I was very taken by this formulation as an Anglican Christian still involved in evangelical circles. In fact, I read Exclusion and Embrace thoroughly in the first year of my doctoral program, along with John Howard Yoder’s Politics of Jesus. At that time, I had become disillusioned with the infighting within the Anglican Communion, as well as in the Chinese evangelical church communities in which I had grown up. I was invited to blog for a site called A Christian Thing, and I wrote their under my pen name Chinglican at Table. There, I began to develop my own understanding of the politics of the pure heart, which resulted in a series of posts on how the dirty and messy politics of Anglicanism can actually foster inward cleanliness. Not unlike Volf – but probably departing from him too – I argued that the infestation of hatred within Anglicanism against other groups we might see as unorthodox should drive us to seek the purity of heart. It is only out of a pure heart that we can discern what is really going on, and that’s what will get us out of this mess. I now see that the Hong Kong Anglican Archbishop Paul Kwong was saying the same thing in his doctoral dissertation Identity in Community with regards to Hong Kong-China relations. Incidentally, that book relies heavily on Volf’s formulations in Exclusion and Embrace.

This formulation of the politics of the pure heart fell apart for me around the time of the Umbrella Movement in Hong Kong. In discerning with my spiritual father what happened, it occurred to us that what happened there was that my postmodernism fell apart. Volf’s formulations play well in the kind of postmodern age that the philosopher Jean-François Lyotard describes in The Postmodern Condition. For Lyotard, there is no longer a sense of what determines the veracity of a claim in the publics of highly advanced societies. What Volf does – and in turn, what Archbishop Kwong also does – is to take this condition as a given and to try to do theology in that kind of context. Interestingly, their formulations dovetail with the work of theologians aligned with what has been called ‘radical orthodoxy,’ to which I was also drawn in my doctoral studies, although I would not describe Volf and Kwong as part of that school of thought. The basic thrust of their argumentation, however, is that the confusion of liberal postmodern secularity should drive Christians to practice charity, forgiveness, and reconciliation at the small scale of the parish, especially with people we don’t like, usually because their ideologies are problematic. Hypothetically, these small-scale practices will generate a kind of politics of the pure heart to be practiced at grander scales.

But practically speaking, this kind of thing turns into a kind of people-pleasing fence-sitting. With the Umbrella Movement, I got off the proverbial fence. I betrayed my postmodern commitments. I named an oppressor and sided with the oppressed.
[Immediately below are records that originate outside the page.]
Issue #789, opened 2019-05-15
codecov reports wrong for flowmachine.utils


greenape:
For reasons I can’t riddle out, flowmachine.utils does not have _any_ test coverage from the flowmachine unit tests on codecov.

There is ~45% coverage from the integration tests, but zero from the unit tests.

As far as I can see, test_utils.py should give this file 90+% coverage.

greenape:
I’ve dropped codecov an email, because it honestly looks to me like this is something wrong at their end.

PR #838, opened 2019-05-22
Fix secrets quickstart

### LINKED ISSUE #836: FlowAPI fails to start up when using secrets quickstart instructions
**Describe the bug**
FlowAPI fails to start up when using secrets quickstart instructions.

**Product**
FlowAPI

**Version**
Current master.

**To Reproduce**
Follow the instructions in the [Installation > Secrets Quickstart](https://flowminder.github.io/FlowKit/install/#secrets-quickstart) section of the docs (note that they currently need tweaking to work, which will be fixed in an upcoming PR). While most services start up successfully, FlowAPI fails to start up. The reason for this is that some config options are only defined via secrets and the environment variables are undefined, but [`get_config`](https://github.com/Flowminder/FlowKit/blob/master/flowapi/flowapi/config.py#L33) tries to access them anyway.

**Expected behavior**
All services should start up successfully.

### LINKED ISSUE #837: OpenSSL certificate generation command in secrets quickstart docs is broken
The instructions [Installation > Secrets Quickstart](https://flowminder.github.io/FlowKit/install/#secrets-quickstart) are slightly buggy and currently don't always allow to spin up a working system. In particular, the command which creates an OpenSSL certificate can fail.

There are two reasons for this. Firstly, it contains the instruction `[[ "Darwin" -eq "$(uname -s)" ]]`. The `eq` does a numeric comparison rather than a string comparison, and due to some bash weirdness this leads to the command always succeeding. On a non-Darwin system this means that the configuration file can't be found and as a result the `cert.pem` file won't be generated. (Which leads to an SSL error when hypercorn attempts to start up inside the container.)

Another issue is that on CentOS the config file does not exist at the location`/etc/ssl/openssl.cnf` but rather at `/etc/pki/tls/openssl.cnf`, which equally results in a broken certificate and an SSL error when hypercorn starts up.

maxalbert:
Closes #836
Closes #837

### I have:

- [] Formatted any Python files with [black](https://github.com/ambv/black)

### Description

- Fixes `secrets-quickstart.sh` so that the SSL generation works more robustly now. I also added a few more safeguards which abort if something goes wrong (e.g. the networks of an existing docker stack can't be removed within the timeout).

- Updates the docs instructions in `install.md` with similar fixes. These could do with some more brushing up, but I don't want to spend too much time on this now, partly because I expect them to change further and partly because we may want to fully wrap them up in the script and not explicitly mention them in the docs.

- Fixes `flowapi/config.py` so that all config options are now read by checking the secret first and falling back to the environment variable if defined. If neither is defined, an error is raised. This makes the startup more robust, or at least makes errors explicit when they occur. It's still not ideal that these will only happen during startup of the container and only be visible in the docker logs, this needs further tweaking once we fully decide how to handle these config settings.


maxalbert:
I should mention that I haven't added a test for the docker swarm startup with secrets yet. We definitely want this, but it may need some thinking how to best get this working on CircleCI, and I'd prefer to do this in a separate PR once I have a better understanding on how to iron out some remaining wrinkles with the production deployment. Let me know if this ok (I'll open an issue for it in any case).

maxalbert:
Strange. Codecov [reports](https://codecov.io/gh/Flowminder/FlowKit/compare/bc32e37c295d0068191e4d2f2d84fee8f6f701af...b26c54c45eeda952e58b2991f222d69802dcc974/src/flowapi/flowapi/config.py?before=flowapi/flowapi/config.py) reduced coverage again in `flowapi/config.py`, but the terminal [output](https://circleci.com/gh/Flowminder/FlowKit/58657) reports 100% coverage. Presumably another instance of #789?

greenape:
I think the terminal is wrong, because the .coveragerc doesn't have branch coverage on for some reason: https://github.com/Flowminder/FlowKit/blob/fix-secrets-quickstart/flowapi/.coveragerc

greenape:
Looks like a couple of monkeypatch tests will sort the coverage - one which unsets at least one required env var, and one which replaces `open` with [`mock_open`](https://docs.python.org/3/library/unittest.mock.html#mock-open) so that one can emulate reading a secrets file?

maxalbert:
These tests already exist, no? See [flowapi/tests/unit/test_secrets.py](https://github.com/Flowminder/FlowKit/blob/175be255d1f294faedb49ad83caa90d97d4e34fe/flowapi/tests/unit/test_secrets.py). Also, when I run the tests locally with your PR #841 merged (so that branch coverage is enabled) I still get 100% coverage in the terminal. And adding a debugging message in the line before `return fin.read().strip()` (which supposedly is not getting executed) prints this debugging message, so it must reach that branch. ¯\_(ツ)_/¯ Am I missing something?

greenape:
Ah you’re right, sorry! Yeah, looks like #789 again.

flowapi/flowapi/config.py
```diff
@@ -6,46 +6,57 @@
...
-        Name of the secret.
-    default: str
-        Default value to return if the file does not exist
+        Name of the secret / environment variable.
 
     Returns
     -------
     str
-        Value in the file, or default
+        Value in the file, or value of the environment variable, or default if defined.
```
greenape: Default’s gone now

PR #845, opened 2019-05-23
Fix sporadic flowauth fails

### LINKED ISSUE #844: Sporadic flowauth test fails
FlowAuth tests are periodically failing on the first test, e.g. https://circleci.com/gh/Flowminder/FlowKit/59539 or see https://dashboard.cypress.io/#/projects/67obxt/runs/2933/failures/9f4670b4-f665-4edb-afa0-5f4410600139

This seems to be because cypress is _sometimes_ not sending the cookie.

greenape:
Closes #844

### I have:

### Description

Added two multiprocessing `Event`s, which prevent more than one forked flowauth process from trying to initialise the database, or create demo data, and will cause others to wait until this is done.

### DIFF
--- a/flowauth/backend/tests/test_commands.py
+++ b/flowauth/backend/tests/test_commands.py
@@ -64,6 +64,7 @@ def test_init_db_force(app):
             add_admin_command, ["DUMMY_ADMINISTRATOR", "DUMMY_ADMINISTATOR_PASSWORD"]
         )
         assert len(User.query.all()) > 0
+        app.config["DB_IS_SET_UP"].clear()
         result = runner.invoke(init_db_command, ["--force"])
         assert len(User.query.all()) == 0
 
@@ -74,6 +75,7 @@ def test_demo_data(app):
     """
     with app.app_context():
         runner = app.test_cli_runner()
+        app.config["DB_IS_SET_UP"].clear()
         result = runner.invoke(demodata)
         assert len(User.query.all()) == 2
         assert len(Group.query.all()) == 3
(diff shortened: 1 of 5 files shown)


flowauth/backend/tests/test_commands.py
```diff
@@ -64,16 +64,73 @@ def test_init_db_force(app):
...
 
 
+def test_demo_data_only_sets_up_once(app, caplog):
+    """
+    Demo data should only be created once.
+    """
+    with app.app_context():
+        runner = app.test_cli_runner()
+        app.config["DB_IS_SET_UP"].clear()
+        result = runner.invoke(demodata)
```
maxalbert: Just to double-check: these two instances of `runner.invoke(demodata)` will run in serial, i.e. the first one will definitely finish before the second one is run? Just want to make sure this test can't accidentally fail if they run concurrently.

flowauth/backend/tests/test_commands.py
```diff
@@ -64,16 +64,73 @@ def test_init_db_force(app):
...
+
+
+def test_demo_data_skips_when_in_progress(app, caplog):
+    """
+    Shouldn't attempt to create demo data if something else is.
+    """
+    with app.app_context():
+        runner = app.test_cli_runner()
+        app.config["DB_IS_SET_UP"].clear()
+        app.config["DB_IS_SETTING_UP"].set()
```
maxalbert: Technically the use of `DB_IS_SETTING_UP` as a flag is an internal implementation detail, but I can't think of an easy way to reliably trigger the test condition in a different way so I guess it's fine to use it in the test too.

greenape: Actually that's a good point - these should probably be on `g` instead really. I'll change it.

flowauth/backend/tests/test_commands.py
greenape: Definitely serial.

PR #854, opened 2019-05-28
Flowauth token ui change

### LINKED ISSUE #834: Cleaner flowauth ui for permissions
The current FlowAuth UI for choosing API and spatial aggregation permissions is _very_ granular and includes a _lot_ of information, which will grow further as more API methods are added.

We should look to hide more of this information by default, on the basis that the most common usage flow is likely to be 'give me the maximum access I'm allowed'.

I'd like to preserve the level of granularity possible, but to provide a more user friendly default flow, and hide the majority of the checkboxes by default.

BhavinPanch:
Closes #834 

### I have:

### Description

I have added Material UI Expansion Panels to declutter flowauth UI


greenape:
Cool. Can you add some screenshots to show what the revised UI looks like?

BhavinPanch:
Here is flowauth token permission UI.

Screenshot 2019-05-28 at 10 04 44
Screenshot 2019-05-28 at 10 04 57
Screenshot 2019-05-28 at 10 05 05
Screenshot 2019-05-28 at 10 05 17

greenape:
That looks pretty promising to me @jch1g10 and @maxalbert can you take a look as well?

maxalbert:
Yes, this looks promising. I like the idea of only showing only a couple of "global" / "all permissions" checkboxes by default.

First impressions from a quick test run:

- The two "global" checkboxes (for the full permissions) work and toggle all the individual ones. However, I can't actually toggle any of the individual checkboxes any more (clicking them has no effect), so this needs to be fixed.

- With the demo data, the test user only has partial permissions for certain aggregation units (whereas the ones for "cell" and "site" are not allowed and are shown as greyed out when the panel is expanded). However, when I toggle the global checkbox for "Aggregation Units" the cell/site ones also get selected, which should not happen.

- Need to add tests for a few workflows, including the above ones.

- Lower priority (just a minor usability issue): When one of the panels (say, for "API permissions") is expanded so that all the individual checkboxes are visible, but the global checkbox unchecked, once I toggle this global checkbox the panel collapses so that the individual checkboxes are now hidden. I'd prefer to keep the panel open in this case so that I can see which permissions I'm now granted. (However, I do like the way the reverse case works where the panel expands if the global permissions box is checked and it was previously collapsed.)

flowauth/frontend/cypress/integration/add_new_token.js
```diff
@@ -54,6 +54,165 @@ describe("Token generation", function() {
...
+      });
+    //uncheck first sub-level checkbox
+    cy.get("#unit")
+      .first()
+      .click({
+        force: true
+      });
+    cy.get("#units").should("not.be.checked");
+  });
+  it("Top-level Aggrigation unit checkbox intermidiate", function() {
```
greenape:
```suggestion
  it("Top-level Aggregation unit checkbox indeterminate", function() {
```

Can these be fixed everywhere? I know it is a bit anal, but I find the typos really distracting! See also: checkboxs when it should be checkboxes.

I realized that Kwong’s usage of Volf was perpetuating a kind of oppression in Hong Kong, and I happily edited a chapter in my book Theological Reflections on the Hong Kong Umbrella Movement where my colleague Sam Tsang spelled that out.
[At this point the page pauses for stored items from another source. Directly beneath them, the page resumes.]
PR #307, opened 2023-07-05
Support freezing Hartree-Fock energies at each forging iteration

caleb-johnson:
This PR allows users to set the HF energy explicitly, rather than calculating it at each iteration with quantum experiments. This can improve the runtime of the algorithm, and it can also improve results.

- [x] Make release note
- [x] Link to explanatory in docstring
- [x] Change variable names in knitter to reflect that the hf_energy has been shifted
- [x] Get new code up to 100% coverage

PR #317, opened 2023-07-11
Run slow tests for coverage only

caleb-johnson:
#307 includes a slow test that also provides important code coverage. I suggest we run slow tests on coverage only. This will allow us to continue to test a higher proportion of our code without bogging down every workflow with slow tests.

### DIFF
--- a/tox.ini
+++ b/tox.ini
@@ -47,8 +47,7 @@ extras =
   test
   cplex
 commands =
-  coverage3 run --source circuit_knitting --parallel-mode -m pytest test/ --coverage {posargs}
-  coverage3 run --source circuit_knitting --parallel-mode -m pytest -m slow test/ --coverage {posargs}
+  coverage3 run --source circuit_knitting --parallel-mode -m pytest --run-slow test/ --coverage {posargs}
   coverage3 combine
   coverage3 html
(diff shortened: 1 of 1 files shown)


garrison:
> I suggest we run slow tests on coverage only.

To clarify: this change makes it so coverage run the slow tests by default when invoked by _tox_; the other tox test environments don't run them.  But within CI, the workflows explicitly opt for the other environments to run slow tests as well (see `--run-slow` in the `test_*_versions.yml` files).  I think this is fine, just noting it.

garrison (approved):

garrison:
Coverage takes a long time to run now, as there is a single test (test_asymmetric_bitstrings_CN) that takes 39 seconds on my machine.  I think it might be better to annotate the specific slow functions we actually _want_ to count coverage for, and run only those slow tests during coverage.  It might be annoying to figure out the details of this, but I'll probably do it one day when I am feeling especially annoyed by the status quo :slightly_smiling_face:

caleb-johnson:
> Coverage takes a long time to run now, as there is a single test (test_asymmetric_bitstrings_CN) that takes 39 seconds on my machine. I think it might be better to annotate the specific slow functions we actually _want_ to count coverage for, and run only those slow tests during coverage. It might be annoying to figure out the details of this, but I'll probably do it one day when I am feeling especially annoyed by the status quo 🙂

OK this had crossed my mind, but now that I see how bad the CN test is again, I'll look into it. Thanks

PR #318, opened 2023-07-12
Add caption headers to site table of contents

Eric-Arellano:
This keeps the same order of docs, but adds section headers so it's more obvious what is what.

It also adds a page to `<self>` so that you can go back to the home page.

Before:

Screenshot 2023-07-12 at 10 24 47 AM

After:

Screenshot 2023-07-14 at 9 54 02 AM

### DIFF
--- a/docs/index.rst
+++ b/docs/index.rst
@@ -35,8 +35,6 @@ Contents
 
   About Circuit Knitting Toolbox <self>
   Installation Instructions <install>
-  API References <apidocs/index>
-  Release Notes <release-notes>
 
 .. toctree::
   :maxdepth: 2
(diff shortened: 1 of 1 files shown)


garrison:
I'm open to this, but it's bit unfortunate that the API references would then come before the tutorials, explanation, and how-to guides.

caleb-johnson:
> I'm open to this, but it's bit unfortunate that the API references would then come before the tutorials, explanation, and how-to guides.

I'm normally going straight to API when I go to docs, so maybe not *strictly* unfortunate. Also, the API contains info on all the tools, so I don't think it's so bad up there with the CKT blurb and Installation

Eric-Arellano:
I'm happy with whatever order you all think makes sense! And feel free to push commits directly to this branch.

caleb-johnson (dismissed):

Eric-Arellano:
@garrison, one option is to have a 3rd category group called `API` and then it has the entry underneath called `API References`. I like that because `API` is huge when expanded. So when expanded, you avoid covering the rest of the ToC entries. Wdyt?

garrison (approved):
This looks great, thanks.

PR #320, opened 2023-07-12
Use getters/setters internally in forging

caleb-johnson:
We have generally used the private class fields within class methods, rather than using the getters, but this is causing unnecessary dropped coverage in EF. This PR switches the EF modules to use getters/setters internally, in order to get credit for that code coverage.

### DIFF
--- a/circuit_knitting/forging/entanglement_forging_ansatz.py
+++ b/circuit_knitting/forging/entanglement_forging_ansatz.py
@@ -79,9 +79,9 @@ class EntanglementForgingAnsatz:
                     "There must be the same number of V bitstrings as U bitstrings."
                 )
 
-        self._circuit_u: QuantumCircuit = circuit_u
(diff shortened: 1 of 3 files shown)


garrison:
> Actually this PR somehow decreases the coverage.

Are you sure?   I think it is mainly complaining that _some_ of the lines you modified aren't covered (which is no surprise, since they weren't before, etiher).  If I compare the number of covered lines here to the base build, this one is higher.

caleb-johnson:
> > Actually this PR somehow decreases the coverage.
> 
> Are you sure? I think it is mainly complaining that _some_ of the lines you modified aren't covered (which is no surprise, since they weren't before, etiher). If I compare the number of covered lines here to the base build, this one is higher.

I clicked the coveralls links and it looked like 91.2 vs 91.7 before...maybe I misread it? I was a bit mystified by the decrease tbh...I'd re-open this for that .5% lol

PR #325, opened 2023-07-14
Cplex is now compatible with Python 3.11

garrison:
There are new cplex binaries for Python 3.11, so we can run all our tests on Python 3.11 now.

Ref https://github.com/qiskit-community/qiskit-optimization/pull/533


caleb-johnson:
Could we update the last section in INSTALL.md to reflect CPLEX now supports py311?

garrison:
> Could we update the last section in INSTALL.md to reflect CPLEX now supports py311?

Since then, I feel like I have been picking up the pieces of my broken theology. Part of that effort included joining an Eastern Catholic Church. Certainly, I am still invested in cultivating a pure heart; this is why I tell my friends that I am a frequent customer at the Holy Mystery of Repentance (what the Latins call ‘confession’). I still think that purity of heart is related to my practice of politics. But I have abandoned my commitments to seeing the postmodern condition as a given situation in which to practice theology. Instead, I am coming to see that what Lyotard describes in postmodern publics is the way that contemporary ideology is done: we are pressured to see all sides of a story and therefore not to have any political commitments at all. For me, this is unacceptable, but it also problematizes my older formulation of the politics of the pure heart.

Sister Vassa’s meditations are thus helpful to me in formulating where I am arriving. The pure heart is not my act; it’s God doing his thing. If that is the case, perhaps the problem is that the situation in which I need to locate my theology is not the postmodern condition. It is in the Lord’s ocean of mercy.